The robots revolutionising agriculture

The robots revolutionising agriculture
    Having a robot to do all of your gardening jobs may be a long way off, but that isn't stopping technology experts from developing new ways to bring technology into the world of horticulture.

Robot lawnmowers already exist, cloud computing can regulate hydroponics systems and the Massachusetts Institute of Technology (MIT) is developing a fully-automated robot garden.

Charles Grinnell is an expert pioneering new gardening techniques. He's certainly used to being at the cutting-edge of new developments, having worked on the largest particle detector ever constructed at the European Centre for Nuclear Research (CERN).

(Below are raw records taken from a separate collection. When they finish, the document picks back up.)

PR #314, opened 2020-09-21
Fix files not added to root of archive

phavekes:
I'm not shure why '*' was excluded, but it caused the new component_info was missing in the archive, and deploy failing.

### DIFF
--- a/composer.json
+++ b/composer.json
@@ -87,7 +87,6 @@
     },
     "archive": {
         "exclude": [
-            "*",
             ".*",
             "*/Tests/*",
             "!/bin",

Not content with having helped to develop the machine that confirmed the existence of the Higgs boson particle, he's turned his intellect to the world of robot gardening.

His robots play a crucial role in the US agriculture industry, which is currently experiencing labour shortages. They are able to carry out a large number of tasks and free up human labour for other duties.

Supervisors have to define the parameters for the machines such as the size of the plant being moved, the width of the field, the spacing between the plants, and the new configuration required for the fauna, VB News reports.

Once these have been established, the robots use an array of 20 on-board sensors to help them carry out their lifting and carrying tasks while avoiding any obstacles. 

Behaviour-based programming, developed by the MIT, enables the machines to keep track of a number of different factors, such as changing environmental conditions, simultaneously. 

Mr Grinnell says the robots are normally well received by human workers. "These are tasks that the workers don't enjoy doing. The robot does all the repetitive and physically challenging parts of the job," he said. 

"People do the more interesting things which are much harder for a robot to do. The workers turn into robot supervisors and they love it!"

His ambitions are to go even further, developing robots that carry out tasks like watering, spraying and trimming plants.

As nurseries don't have the means to treat each plant individually, they often end up wasting resources such as fertilisers – but robots could help solve this problem.

A new watering robot is set to go on the market this year. Looks like the robo-revolution is well underway.